Meta descrição: A União Europeia e a Índia selaram nesta terça-feira um acordo de livre comércio após duas décadas de negociações, criando uma zona de livre comércio para 2 bilhões de pessoas e buscando reduzir a influência da China e os efeitos da guerra tarifária com os EUA. A parceria marca um passo estratégico para o comércio global em um contexto geopolítico incerto.
O primeiro-ministro indiano, Narendra Modi, celebrou o acordo, dizendo que ele trará muitas oportunidades e que representa quase 25% do PIB mundial e um terço do comércio internacional, segundo as autoridades.
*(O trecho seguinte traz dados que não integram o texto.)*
PR #916, opened 2024-09-06
Remove workarounds for online upgrade

fenic-fawkes:
the server can now reshard even with DisableNonReplicatableQueries set
sandboxing now properly clears DisableNonReplicatableQueries during sandbox setup, plus cat editor ignores it

### DIFF
--- a/pkg/controllers/vdb/onlineupgrade_reconciler.go
+++ b/pkg/controllers/vdb/onlineupgrade_reconciler.go
@@ -108,7 +108,6 @@ const (
 	addSubclustersInx
 	addNodeInx
 	rebalanceShardsInx
-	waitForActiveSubsInx
 	setConfigParamInx
 	sandboxInx
 	clearConfigParamInx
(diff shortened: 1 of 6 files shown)


fenic-fawkes:
is there a way to clean up space for the test runner? tests are failing all over the place due to lack of space, it looks like

roypaulin:
Yes there are only 14GB of disk space available.There is a lot of way to free some space in the runner like: splitting heavy jobs into smaller jobs, cleaning up docker images/containers the second we don't need them any more, cleaning up unnecessary dependencies.

I think we have already hit the 14GB limit so we need to update the tests to consume the least resource possible. But whatever we do, we are still going to hit this limit again but let's postpone it as much as possible.

I will open a ticket to improve the tests to consume less, in the meantime, rerunning the failed tests should work.

cchen-vertica:
> Yes there are only 14GB of disk space available.There is a lot of way to free some space in the runner like: splitting heavy jobs into smaller jobs, cleaning up docker images/containers the second we don't need them any more, cleaning up unnecessary dependencies.
> 
> I think we have already hit the 14GB limit so we need to update the tests to consume the least resource possible. But whatever we do, we are still going to hit this limit again but let's postpone it as much as possible.
> 
> I will open a ticket to improve the tests to consume less, in the meantime, rerunning the failed tests should work.

I planned to create an AWS runner for K8s e2e tests in the next PI. Then we could debug the e2e failures more easily: we can directly run the failure test on that AWS runner and check the logs in real time.  But Github runner is free, let's see how far you can go for the improvement.

pkg/controllers/vdb/onlineupgrade_reconciler.go
```diff
@@ -188,9 +182,6 @@ func (r *OnlineUpgradeReconciler) Reconcile(ctx context.Context, _ *ctrl.Request
 		// replica group B.
 		r.postSandboxSubclustersMsg,
 		r.sandboxReplicaGroupB,
```
cchen-vertica, line 184: Could we uncomment the lines 197 and 198:
// r.postPrepareReplicationMsg,
// r.prepareReplication

Also remove //nolint:unused for those functions.

cchen-vertica (approved):

PR #920, opened 2024-09-11
Ver 90388 save restore point before upgrade

HaoYang0000:


pkg/controllers/vdb/offlineupgrade_reconciler.go
```diff
@@ -107,6 +107,8 @@ func (o *OfflineUpgradeReconciler) Reconcile(ctx context.Context, _ *ctrl.Reques
 
 	// Functions to perform when the image changes.  Order matters.
 	funcs := []func(context.Context) (ctrl.Result, error){
+		// Save restore point before start upgrade
+		o.saveRestorePoint,
```
HaoYang0000, line 111: @roypaulin For offline and read-only upgrade, we want the job "o.saveRestorePoint" before "startUpgrade", right? or other orders

pkg/controllers/vdb/offlineupgrade_reconciler.go
```diff
@@ -151,6 +153,15 @@ func (o *OfflineUpgradeReconciler) Reconcile(ctx context.Context, _ *ctrl.Reques
 	return ctrl.Result{}, o.Manager.logUpgradeSucceeded(sandbox)
 }
 
+func (o *OfflineUpgradeReconciler) saveRestorePoint(ctx context.Context) (ctrl.Result, error) {
+	actor := MakeSaveRestorePointReconciler(o.Rec, o.Vdb, o.Log, o.PFacts, o.Dispatcher, o.Rec.GetClient())
```
HaoYang0000, line 157: @roypaulin is this the proper way to call the other Reconciler and its method? 
MakeSaveRestorePointReconciler takes a VerticaDBReconciler which does not exist here, should I also create a VerticaDBReconciler here and pass it down to this make method?

pkg/controllers/vdb/upgrade.go
```diff
@@ -192,6 +192,15 @@ func (i *UpgradeManager) finishUpgrade(ctx context.Context, sbName string) (ctrl
 	return ctrl.Result{}, nil
 }
 
+// saveRestorePoint handles condition status and event recording for start of an upgrade
+func (i *UpgradeManager) saveRestorePoint(ctx context.Context) (ctrl.Result, error) {
```
HaoYang0000, line 196: @roypaulin Follow up question as https://github.com/vertica/vertica-kubernetes/pull/920/files#r1765057129, should we maintain the saveRestore logic for upgrade in one place. So in the offline/readonly/online reconciler we can call o.Manager.saveRestorePoint()

PR #955, opened 2024-10-09
Add support for stop sandbox

roypaulin:
This is the first step to support stop sandbox for realdb. Normally, if a pod is down the operator will try to restart it. However, for the realdb use case we want to be able to stop a standbox and to prevent the operator from restarting it until we decide otherwise.
This adds the logic to stop_db a sandbox when `spec.sandboxes[].shutdown` is true, a new reconciler has been added to the vdb controller to wake up the sandbox controller. As long as that field is true, the operator will ignore the sandbox's pods. As soon as it is set to false, the operator will restart the sandbox.

Scaling down the sts and adding webhook rules will be done on a follow-up ticket.


pkg/controllers/sandbox/restartsandbox_reconciler.go
```diff
@@ -0,0 +1,114 @@
...
+	return &RestartSandboxReconciler{
+		SRec:   r,
+		Log:    log.WithName("RestartSandboxReconciler"),
+		Vdb:    vdb,
+		PFacts: pfacts,
+	}
+}
+
+func (r *RestartSandboxReconciler) Reconcile(ctx context.Context, _ *ctrl.Request) (ctrl.Result, error) {
+	if res, err := r.updateSandboxShutdownState(ctx); verrors.IsReconcileAborted(res, err) {
```
cchen-vertica, line 53: Add r.PFacts.Collect() here since the previous reconciler could invalidate the pod facts.

pkg/controllers/sandbox/restartsandbox_reconciler.go
```diff
@@ -0,0 +1,114 @@
...
+	return err
+}
+
+func (r *RestartSandboxReconciler) updateSubclustersShutdownStateCallback() (bool, error) {
+	sb := r.Vdb.GetSandbox(r.PFacts.SandboxName)
+	if sb == nil {
+		return false, errors.New("sandbox not found")
+	}
+	needUpdate := false
+	scMap := r.Vdb.GenSubclusterMap()
```
cchen-vertica, line 105: We should only set shutdown status in sandbox.subclusters, not set in spec.subclusters. Then the user cannot set shutdown status for the subclusters that aren't sandboxed.

pkg/controllers/sandbox/sandbox_controller.go
```diff
@@ -164,8 +164,12 @@ func (r *SandboxConfigMapReconciler) constructActors(vdb *v1.VerticaDB, log logr
 		vdbcontroller.MakeOfflineUpgradeReconciler(r, log, vdb, prunner, pfacts, dispatcher),
 		// Add annotations/labels to each pod about the host running them
 		vdbcontroller.MakeAnnotateAndLabelPodReconciler(r, log, vdb, pfacts),
+		// Stop Vertica in the sandbox if the shutdown state is true
+		vdbcontroller.MakeStopDBReconciler(r, vdb, prunner, pfacts, dispatcher),
 		// Restart any down pods
 		vdbcontroller.MakeRestartReconciler(r, log, vdb, prunner, pfacts, true, dispatcher),
+		// Update the sandbox and its subclusters' shutdown state
+		MakeRestartSandboxReconciler(r, vdb, pfacts, log),
```
cchen-vertica, line 172: Move this above MakeStopDBReconciler so we can set the shutdown state and then stop the sandbox in one iteration.

pkg/controllers/vdb/podfacts.go
```diff
@@ -1318,3 +1370,12 @@ func (p *PodFacts) FindSecondarySubclustersWithDifferentImage() (scs []string, p
...
 	return scs, priScImage
 }
+
+func isSubclusterShutdown(vdb *vapi.VerticaDB, sc *vapi.Subcluster) bool {
+	sbName := vdb.GetSubclusterSandboxName(sc.Name)
+	sb := vdb.GetSandbox(sbName)
+	if sb != nil {
+		return sb.Shutdown
+	}
+	return sc.Shutdown
```
cchen-vertica, line 1380: If sb == nil, we should return false since the subcluster isn't in a sandbox.

pkg/controllers/vdb/restart_reconciler.go
```diff
@@ -126,9 +126,14 @@ func (r *RestartReconciler) Reconcile(ctx context.Context, _ *ctrl.Request) (ctr
 	// admin commands to run.  Cluster operations only apply if the entire
 	// vertica cluster is managed by k8s.  We skip that if initPolicy is
 	// ScheduleOnly.
-	if r.PFacts.getUpNodeAndNotReadOnlyCount() == 0 &&
+	if r.PFacts.GetUpNodeAndNotReadOnlyCount() == 0 &&
 		r.Vdb.Spec.InitPolicy != vapi.CommunalInitPolicyScheduleOnly {
-		return r.reconcileCluster(ctx)
+		// Abort cluster restart if at least one pod must not be
+		// restarted.
+		if r.PFacts.GetShutdownCount() == 0 {
```
cchen-vertica, line 133: Can we add one more check here? if r.PFacts.GetShutdownCount() == 0 && r.PFacts.GetSandboxName() == vapi.MainCluster

pkg/controllers/vdb/restart_reconciler.go
```diff
@@ -126,9 +126,14 @@ func (r *RestartReconciler) Reconcile(ctx context.Context, _ *ctrl.Request) (ctr
...
+			return r.reconcileCluster(ctx)
+		}
+		return ctrl.Result{}, nil
```
cchen-vertica, line 136: What if GetShutdownCount() < clusterSize? Do we need to support stop part of the sandbox?

pkg/controllers/vdb/sandboxshutdown_reconciler.go
```diff
@@ -0,0 +1,87 @@
...
+	vdb *vapi.VerticaDB) controllers.ReconcileActor {
+	return &SandboxShutdownReconciler{
+		VRec: vdbrecon,
+		Log:  log.WithName("SandboxShutdownReconciler"),
+		Vdb:  vdb,
+	}
+}
+
+func (s *SandboxShutdownReconciler) Reconcile(ctx context.Context, _ *ctrl.Request) (ctrl.Result, error) {
+	// no-op as there is no sandbox
```
cchen-vertica, line 49: Collect pfacts here.

pkg/controllers/vdb/podfacts.go
roypaulin: Later we are going to support `stop subcluster` and it won't be limited to sandboxes. So it will be possible for a main cluster's subcluster to be "shutdown".

pkg/controllers/vdb/restart_reconciler.go
roypaulin: Later we will support `stop subcluster` on any sandbox including the main cluster, that is why I did not add an extra check for the sandbox.

pkg/controllers/vdb/restart_reconciler.go
roypaulin: This path is for `startdb`. We don't allow `startdb` if there is at least one subcluster with `shutdown` set to true. Keep in mind we will support `stop_subcluster` so it will be possible to stop only specific subcluster(s), although realdb does not have that use case.

pkg/controllers/vdb/sandboxshutdown_reconciler.go
roypaulin: This reconciler does not rely on pfacts. It checks only `(spec/status).sandboxes[].shutdown`.

pkg/controllers/sandbox/restartsandbox_reconciler.go
roypaulin: I collect pfacts at line 76.

pkg/controllers/sandbox/sandbox_controller.go
roypaulin: This achieves the same result. Here is the workflow:
`spec.sandboxes[].shutdown`
- false -> true: stopdb_reconciler stops the sandbox and updates `status.sandboxes[].shutdown`, no-op for restartsandbox_reconciler
- true -> false: restart_reconciler will restarts the sandbox and then restartsandbox_reconciler will update `status.sandboxes[].shutdown`.
So This updates `status.sandboxes[].shutdown` only when `spec.sandboxes[].shutdown` goes from true to false.

pkg/controllers/sandbox/restartsandbox_reconciler.go
roypaulin: We will support `stop_subcluster` regardless of sandboxes.

pkg/controllers/vdb/stopdb_reconciler.go
```diff
@@ -120,3 +129,47 @@ func (s *StopDBReconciler) runATCmd(ctx context.Context, initiatorName types.Nam
...
+		return err
+	}
+	// here mark all subclusters in the sandbox for shutdown
+	_, err = vk8s.UpdateVDBWithRetry(ctx, s.VRec, s.Vdb, s.markSandboxSubclustersForShutDown)
+	return err
+}
+
+// markSandboxSubclustersForShutDown marks the subclusters so that the operator
+// does not restart them.
+func (s *StopDBReconciler) markSandboxSubclustersForShutDown() (bool, error) {
```
cchen-vertica, line 160: The spec.subclusters.Shutdown should be set no matter whether we stopped the sandbox or not. This should be executed in another reconciler. Here we should update status.subclusters.Shutdown.

api/v1/verticadb_types.go
```diff
@@ -888,6 +901,12 @@ type SandboxStatus struct {
 	// +optional
 	// State of the current running upgrade in the sandbox
 	UpgradeState SandboxUpgradeState `json:"upgradeState,omitempty"`
+
+	// +operator-sdk:csv:customresourcedefinitions:type=status
+	// +optional
+	// State of the sandbox. true means the sandbox is currently down
+	// and must not be restarted.
+	Shutdown bool `json:"shutdown"`
```
cchen-vertica, line 909: This should be removed since you already have one in SubclusterStatus. If a sandbox is stopped, we should update all subclusters' status inside it.

api/v1/verticadb_types.go
```diff
@@ -952,6 +971,12 @@ type SubclusterStatus struct {
 
 	// +operator-sdk:csv:customresourcedefinitions:type=status
 	Detail []VerticaDBPodStatus `json:"detail"`
+
+	// +operator-sdk:csv:customresourcedefinitions:type=status
+	// +optional
+	// State of the subcluster. true means the subcluster is currently down
+	// and must not be restarted.
+	Shutdown bool `json:"shutdown,omitempty"`
```
cchen-vertica, line 979: I cannot see this field is updated in this PR.

api/v1beta1/verticadb_types.go
```diff
@@ -969,6 +982,12 @@ type SandboxStatus struct {
 	// +optional
 	// State of the current running upgrade in the sandbox
 	UpgradeState SandboxUpgradeState `json:"upgradeState"`
+
+	// +operator-sdk:csv:customresourcedefinitions:type=status
+	// +optional
+	// State of the sandbox. true means the sandbox is currently down
+	// and must not be restarted.
+	Shutdown bool `json:"shutdown"`
```
cchen-vertica, line 990: Ditto

pkg/controllers/sandbox/restartsandbox_reconciler.go
```diff
@@ -0,0 +1,114 @@
...
+	for i := range sb.Subclusters {
```
cchen-vertica, line 106: We shouldn't update the spec. Instead, we should update status.subclusters.

cchen-vertica (commented):
If we will support stop subcluster in main cluster, we probably need to support stop subcluster in the sandbox as well since sandbox is a special database. Then we can have a consistent way to process the Shutdown field: the user can set Shutdown field in spec.subclusters, and then operator will update Shutdown field in status.subclusters. For stopping a sandbox, we provide an easy way: set spec.sandbox.Shutdown to be true. Then operator will update spec.subclusters.Shutdown to be true.

Besides this, do we support unsandboxing a sandbox that is stopped? Should we error it out in webhook or we internally restart the sandbox first, then unsandbox it.

pkg/controllers/vdb/sandbox_configmap.go
```diff
@@ -74,6 +75,8 @@ func (s *SandboxConfigMapManager) triggerSandboxController(ctx context.Context,
 		anns[vmeta.SandboxControllerUpgradeTriggerID] = triggerID
 	case Unsandbox:
 		anns[vmeta.SandboxControllerUnsandboxTriggerID] = triggerID
+	case Shutdown:
+		anns[vmeta.SandboxControllerShutdownTriggerID] = triggerID
```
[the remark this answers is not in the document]
roypaulin: It is not a requirement to always check an added id in the sandbox controller(we don't for sandbox_upgrade). The fact is we need to wake up the sandbox controller for shutdown/restart and this is the way we do it. The (stopdb/restart) reconciler will know what to do based on the podfacts and vdb spec/status.

api/v1/verticadb_types.go
roypaulin: This is still useful:
- From the realdb script you can just check this field, instead of all the sandbox subclusters status, to know if the sandbox  shutdown state is being enforced.
- Updating `shutdown` in podfacts is done earlier. As soon as the user sets `spec.sandboxes[].shutdown` to true all the nodes in that subcluster should inherit that state and must not be restarted by the operator. This makes the operator more reactive to this change as it does not have to wait for the subcluster(s) update.

Simply put it does not hurt to have this.

pkg/controllers/vdb/stopdb_reconciler.go
roypaulin: Here is how I see things. Only 2 entities can update `spec.subclusters[].shutdown`:
- The user, only for stop_sc. They will not be allowed to change that field for a subcluster that belongs to a sandbox with shutdown set to true.
- The operator, after stop_sandbox.

For both cases, there will be a separate reconciler(used for stop_sc) that will update `status.subclusters[].shutdown`. That reconciler will be agnostic to whether we are doing stop_sandbox or stop_sc, and must rely only on `spec.subclusters[].shutdown` and podfacts.
status field must never be updated before the corresponding spec field.

roypaulin:
> Besides this, do we support unsandboxing a sandbox that is stopped? Should we error it out in webhook or we internally restart the sandbox first, then unsandbox it.

No, we are not going to support it. We should restrict what the operator can do when `shutdown` is true. We will enforce it with  a set of webhook rules.

api/v1/verticadb_types.go
roypaulin: Because it is not needed so far. This PR is only for stopping/restarting a sandbox

pkg/controllers/vdb/restart_reconciler.go
roypaulin: It is. This path is for start_db. We do not allow start_db if there is at least one node that belongs to a subcluster with shutdown true. So, the moment we find one, we exit. All subclusters must have shutdown false in order to do start_db. I will add a log msg.

pkg/controllers/vdb/podfacts.go
roypaulin: Because we want the pfacts to reflect the reality as soon as possible. The moment the user set `spec.sandboxes[].shutdown` to true, we no longer allow the operator to restart those pods. So if a reconciler collects the pfacts before the operator updates the subclusters, the will see those pods with the correct shutdown state. The sandbox owns its subcluster.
I know about the limitation( if you stop_sc in a sandbox you will get false although subcluster shutdown state is true. This PR is for stop_sandbox so I was not thinking too much about `stop_sc`).  Here is the change I can make:
```
func (p *PodFacts) isSubclusterShutdown(vdb *vapi.VerticaDB, sc *vapi.Subcluster) bool {
        if p.SandboxName == vapi.MainCluster {
                return sc.Shutdown
        }
	sb := vdb.GetSandbox(p.SandboxName)
	if sb != nil {
                 if sb.Shutdown {
                         return true
                 }
	}
	return sc.Shutdown
}
```
In case of `stop_sandbox` getting the info from the sandbox is faster.

pkg/controllers/sandbox/restartsandbox_reconciler.go
roypaulin: Either we update spec, or we update both. We must not update status before spec. status update is driven by spec. You change spec, that pushes the operator to do something and then update the status to say that thing was successfully done.
In this case you change `spec.Subcluster[].shutdown` to false, that pushes the operator to look if that subcluster is still down(and restart it if so) , and update `status.Subcluster[].shutdown` as a proof the subcluster is now up.

roypaulin:
@cchen-vertica Given that `status.sandboxes[].shutdown` is confusing too you, I will remove it. After stop_db on sandbox, I will update `spec.subclusters[].shutdown` to true(. I will add a separate reconciler(stopsubcluster_reconciler) that will iterate over the subclusters and if spec shutdown is true will stop the subcluster(if at least one node is up or the subcluster is not in a sandbox with shutdown == true) and will update `status.subclusters[].shutdown` to true.
When `spec.subclusters[].shutdown` is set back to false, the operator will startdb the sandbox and update both spec and status shutdown.
Do you find this reasonable?

roypaulin:
I am keeping `spec.sandboxes[].shutdown`. It provides a straightforward and easy way to trigger sandbox shutdown. Moreover the primary use case realdb and it is easier to update a single field so we don't have to look up the subclusters.

pkg/controllers/vdb/shutdownspec_reconciler.go
```diff
@@ -0,0 +1,94 @@
...
+				// differentiate this case from when the user is explicitly
+				// changing the subcluster's shutdown field.
+				sc.Annotations[vmeta.ShutdownDrivenBySandbox] = "true"
+			} else {
+				// If the shutdown/restart is not controlled by the sandbox,
+				// we skip to the next subcluster.
+				if !vmeta.GetShutdownDrivenBySandbox(sc.Annotations) {
+					continue
+				}
+				delete(sc.Annotations, vmeta.ShutdownDrivenBySandbox)
```
cchen-vertica, line 87: We should add "continue" after this line. When sb.Shutdown == false, we don't want to execute line 89 since single subcluster can be shut down.

cchen-vertica (commented):
All looks good, only a minor comment needs to be addressed.

pkg/controllers/vdb/shutdownspec_reconciler.go
roypaulin: Line 84 takes care of that. The "shutdown-driven-by-sandbox" is set only when shutdown is done through spec.sandboxes[]. shutdown(total sandbox shutdown). This reconciler will not touch subclusters whose shutdown is controlled by the user(user explicitly changed the subcluster's shutdown field).
There will be webhook rules to make sure users cannot change a  sandbox subcluster's shutdown field if the shutdown is controlled by the sandbox(total sandbox shutdown). This feature can keep users clusters down if they are not careful that's why I want to control its use.

cchen-vertica: That makes sense with webhook rules.

cchen-vertica (approved):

A presidente da Comissão Europeia, Ursula von der Leyen, afirmou que Europa e Índia fizeram história hoje, destacando que o acordo cria uma zona de livre comércio para 2 bilhões de pessoas e deve beneficiar ambas as partes.
Os últimos obstáculos para a conclusão foram superados na segunda-feira, durante as negociações finais, com as duas partes confiantes de que o pacto avançará rapidamente.
As autoridades esperam que o acordo impulsione o comércio ao reduzir tarifas em diversos setores, abrindo caminhos para maior integração econômica entre as duas regiões.
Bruxelas estima que a redução das tarifas indianas sobre importações europeias pode proporcionar à UE economias de até 4 bilhões de euros por ano (? 4,75 bilhões de dólares).
A Alemanha elogiou o acordo, destacando seu potencial como motor de crescimento e empregos.
O anúncio ocorre pouco depois de a UE concluir, em 17 de janeiro, um acordo com o Mercosul, o que posiciona a Europa como uma parceira estratégica com mercados emergentes, apesar de controvérsias sobre ratificação.
Entre os destaques da liberalização, as tarifas sobre veículos made in Europe cairão de 110% para 10%, as do vinho de 150% para 20% e as da massa ou do chocolate serão totalmente eliminadas.
Von der Leyen disse que a UE espera ver as exportações dobrarem, refletindo o acesso mais amplo já concedido a um parceiro europeu ao mercado indiano, país de crescimento acelerado.
A Índia pretende fortalecer as exportações de têxteis, joias, pedras preciosas e couro, com 2024 registrando comércio de mercadorias em 120 bilhões de euros e serviços em 60 bilhões de euros, segundo dados da UE.
Segundo o FMI, a Índia, com 1,5 bilhão de habitantes, deve superar o Japão neste ano como a quarta maior economia mundial, mantendo o ímpeto de crescimento até 2030.
Nova Délhi vê a Europa como fonte indispensável de tecnologia e investimentos para modernizar a economia e gerar milhões de empregos, além de planejar acordos sobre circulação de trabalhadores temporários, intercâmbio estudantil e cooperação em defesa.
No âmbito da defesa, a Índia amplia fornecedores além da Rússia, enquanto a Europa busca diversificar parcerias com os Estados Unidos, fortalecendo a cooperação estratégica entre as duas regiões.
Palavras-chave: UE, Índia, acordo de livre comércio, tarifas, comércio mundial, investimentos.